**WHAT YOU SHOULD DO**
Take each line from the entries that holds "routines" and copy it out.

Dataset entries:

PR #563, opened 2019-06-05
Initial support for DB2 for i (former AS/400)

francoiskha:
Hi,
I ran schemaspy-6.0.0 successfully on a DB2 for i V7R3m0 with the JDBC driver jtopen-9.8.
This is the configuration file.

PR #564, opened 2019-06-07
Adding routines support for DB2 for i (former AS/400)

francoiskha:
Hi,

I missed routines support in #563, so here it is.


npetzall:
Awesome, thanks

**EXERCISE OUTPUT**
Adding routines support for DB2 for i (former AS/400)
I missed routines support in #563, so here it is.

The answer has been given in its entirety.